The API2CAN dataset is now public and accessible from [14]. The dataset is stored in a JSON (JavaScript Object Notation) array in which each element represents single Operation, including its API, and API version, endpoint (URL), HTTP verb (e.g., GET, POST), parameters, canonical utterances as shown in Fig. 1.

Fig. 1
figure 1

Dataset schema-sample operation [https://doi.org/10.6084/m9.figshare.13332347]

The generated canonical utterances can be used for training bots for existing REST APIs in the dataset. The API2CAN dataset can be also used to train machine translation systems to generate canonical utterances, which is required for new APIs.Footnote 2 The API2CAN dataset is also accompanied with a set of microservices called API2CAN Service. The service is implemented as a standalone open-source REST Service in Python, and it is also accessible from [13]. This REST service provides several functionaries as follow:

  • Parsing OpenAPI Specification This microservice parses the given API specification (in YAML format) and extract API elements such as operations and their parameters in JSON format.

  • Generating Canonical Utterances This microservice generates the canonical utterances based on the approaches used in generation of the API2CAN dataset. In a nutshell, two approaches are used for generating canonical utterances as introduced in [6]: (i) converting operation summary as briefly introduced in the previous section, and (ii) the resourced-based translator which relays on the notion of Resources in REST APIs and is proposed in [6, 7].

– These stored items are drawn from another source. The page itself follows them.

Issue #1646, opened 2026-07-04
OpenCode Graphify plugin uses &&, which fails in Windows PowerShell 5.1


gonaik:
The OpenCode Graphify plugin prepends its reminder message to the first terminal command using &&.

Example generated command:

echo "[graphify] knowledge graph at graphify-out/..." && git branch --show-current

This fails when OpenCode is using Windows PowerShell 5.1 because && is not supported as a statement separator.

Error
The token '&&' is not a valid statement separator in this version.
CategoryInfo: ParserError
FullyQualifiedErrorId: InvalidEndOfLine
Steps to reproduce
Use Graphify with OpenCode on Windows.
Run OpenCode with Windows PowerShell 5.1 as the terminal shell.
Execute the first terminal command after opening the project.
The Graphify plugin prepends the reminder using &&, causing the command to fail.

The relevant generated plugin code is similar to:

output.args.command =
  'echo "[graphify] ... " && ' +
  output.args.command;
Expected behavior

The reminder should be prepended using syntax that works in PowerShell and POSIX-compatible shells.

For example:

output.args.command =
  'echo "[graphify] ... "; ' +
  output.args.command;

Using ; works in Windows PowerShell 5.1 as well as Bash and similar shells.

Environment
OS: Windows
Shell: Windows PowerShell 5.1
Integration: Graphify OpenCode plugin
Plugin path: .opencode/plugins/graphify.js

safishamsi:
Fixed in `54825b6` (on v8, ships in 0.9.7). Thanks for the clear repro and the fix — used `;` exactly as you suggested.

Both the OpenCode plugin and the Kilo plugin (same pattern) now prepend the reminder with `; ` instead of ` && `, which is valid in Windows PowerShell 5.1 as well as Bash/POSIX. Added a regression test asserting the separator.

PR #3660, opened 2026-09-18
feat(opencode): upgrade plugin to full hook-guard port (search + read + strict)

hybridindie:
## Summary

The shipped OpenCode plugin (`_OPENCODE_PLUGIN_JS`) is a once-per-session bash reminder. The Claude Code harness meanwhile gets the full guard pair (`graphify hook-guard <search|read>`: executed-token search analysis, source-extension/in-project/staleness gating for reads, opt-in strict mode). This PR closes that gap by porting the Python guards 1:1 to the OpenCode plugin surface, so an agent in OpenCode gets the same graph-first orientation as an agent in Claude Code.

Built and verified in a real OpenCode session (`godot-mcp`, 180-tool MCP server, graphify-out/ with 164 files) before extraction — the decision logic is line-for-line the same as `cli.py:_run_hook_guard`.

## What the plugin now does

- **Search guard** (`tool.execute.before`, bash): fires on the command's **executed tokens** — heredoc bodies and quoted spans stripped, wrapper commands (`sudo`, `xargs`, `env`, …) skipped, `VAR=x grep` and `git grep` counted — the same #3121 contract as `_bash_invokes_search`. Prose like `git commit -m "add flag support"` never triggers.
- **Read/glob guard** (`tool.execute.after`): source-extension filter (same `_HOOK_SOURCE_EXTS` list), in-project check, output-dir reads exempt, and staleness softening — a file newer than `graph.json` (or a `.needs_update` marker) gets the stale nudge instead of the mandatory one (#1840).
- **Strict mode** (`GRAPHIFY_HOOK_STRICT=1`, `GRAPHIFY_HOOK_STRICT_TTL`, default 1800s): the first read per session of a file the graph indexes gets a forceful once-per-session reminder, suppressed while `cache/last_query_stamp` is fresh. Session markers reuse the same `<out>/cache/hook_sessions/<sid>.denied` files the Claude hook writes, so the once-per-session budget is shared across harnesses. The Claude `permissionDecision: deny` degrades to the strong reminder — opencode plugins cannot block a tool call from the `before` hook.
- **Orientation echo**: kept from the previous plugin (once per session, first bash call).
- Honors `GRAPHIFY_OUT` like the git hook gates (#3546). Fails open everywhere.

## Transport adaptation

opencode has no PreToolUse `additionalContext` channel, so the same guard decisions ride two transports:
- bash: `echo '<nudge>' ;` prepended to the command — kept free of backticks/$/single quotes (#1413, #1646)
- read/grep/glob: nudge appended to the **tool result** via `tool.execute.after`

## Test plan

- New `tests/test_opencode_plugin_hook.py` extracts the plugin body, loads it in **node**, and drives `tool.execute.before`/`tool.execute.after`:
  - the same parametrized fire/quiet cases as `test_hook_guard_token_match.py` (18 fire, 12 quiet, 4 heredoc/quoted cases) so the two harnesses stay in lockstep
  - orientation-echo once-per-session budget, read-guard gating, staleness softening, strict once-per-session (incl. new session re-arm), no-graph no-op, and shell-inertness of the echo
  - one test pinned to a genuine port bug found and fixed while writing it: `stripHeredocs` originally reset the regex `lastIndex` to 0, re-matching the same opener and eating the line after the terminator (a real search after a heredoc stopped firing); now mirrors cli.py's advancing `search(text, nl_idx + 1)`
- `tests/test_install.py`: two shape tests updated for the new echo construction (single-quoted `echo '…' ;`, and the no-backtick check now scopes to the echoed `_ECHO` constants — the `tool.execute.after` nudges ride the tool result and are never shell-interpreted, so they may contain backticks)
- Full `pytest -q` on v8 @ c7ec108 (shallow clone): 5635 passed; the only failures are pre-existing on a clean checkout (skillgen tests need full git history for pinned refs; ambient `OLLAMA_*` env vars in the shell affect retry tests; a timing-sensitive TS perf test flaked in the full run and passes in isolation). Affected suites — `test_install.py` (111), `test_install_strings.py` (7), `test_hook_guard.py`, `test_hook_strict.py`, `test_search_hook.py`, `test_read_hook.py`, plus the new 38-case file — all green.
- Plugin behavior additionally verified end-to-end in a live OpenCode session before extraction (13/13 behavioral probes).

## Checklist

- [x] Behavior mirrors `cli.py` guards with cited issue numbers
- [x] `GRAPHIFY_OUT` honored
- [x] Fails open on any error
- [x] Shared session-marker + query-stamp files with the Claude hook
- [x] Tests pin the JS to the Python contract; all affected suites pass


hybridindie:
Follow-up addressing the graphify-bot review findings (commit d7c0b97):

**Wrapper parsing misses timeout-wrapped searches (`install.py`) — fixed**
The wrapper skip loop only consumed flag tokens, so `timeout 10 grep -rn foo .` resolved the positional `10`, broke out of the segment, and the search guard never fired. Both the JS plugin (`bashInvokesSearch`) and the Python guard (`_bash_invokes_search` in `cli.py`) now skip positional wrapper arguments after the wrapper's own flags, stopping at the wrapped command (a search tool, `git`, a path, or `VAR=value`):
- now fires: `timeout 10 grep -rn foo .`, `timeout -k 5 10 rg foo`, `nice -n 5 find .`
- still quiet: `timeout 10 cargo build`, `nice 5 python run.py`

**Per-session Set grows without eviction (`install.py`) — fixed**
The plugin's in-memory `oriented` Set accumulated sessionIDs forever in a long-lived server process. Now capped at 256 with FIFO eviction — trading at most one extra echo per evicted session for bounded memory, same spirit as the strict-mode 24h disk eviction.

**Stray top-level name breaks test module import (`test_opencode_plugin_hook.py:309`) — checked, false positive**
Line 309 is the final `assert` inside `test_js_echo_is_shell_inert`, not a top-level statement. The module parses cleanly and the full file passed (38/38) on the pre-fix tree, so this looks like an analyzer artifact — no change made.

The wrapper fix was applied to the Python guard as well to keep the JS port and the Claude Code hook in lockstep (the same gap existed in `cli.py`). Regression tests added to both `test_hook_guard_token_match.py` and `test_opencode_plugin_hook.py` mirroring the #3121 contract. Full suites pass (85/85 across hook-guard, plugin, install, codebuddy, claude_md).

  • Sampling Parameter Values This microservice generates values (e.g., “Sydney”, “Paris”) for the parameters (e.g., “to”) of the given operation based on the approaches introduced in [6]. Generated values can be used to populate placeholders inside generated canonical utterances (e.g., “book a flight to Sydney”).

Limitations

Given that fulfilling complex intents usually requires a combination of operations [4, 15], it is also needed to generate canonical utterances for compositions between operations. To achieve this, it is required to detect the relations between operations and generate canonical templates for complex tasks (e.g., tasks requiring conditional operations or compositions of multiple operations). Adding such cases thus require further research.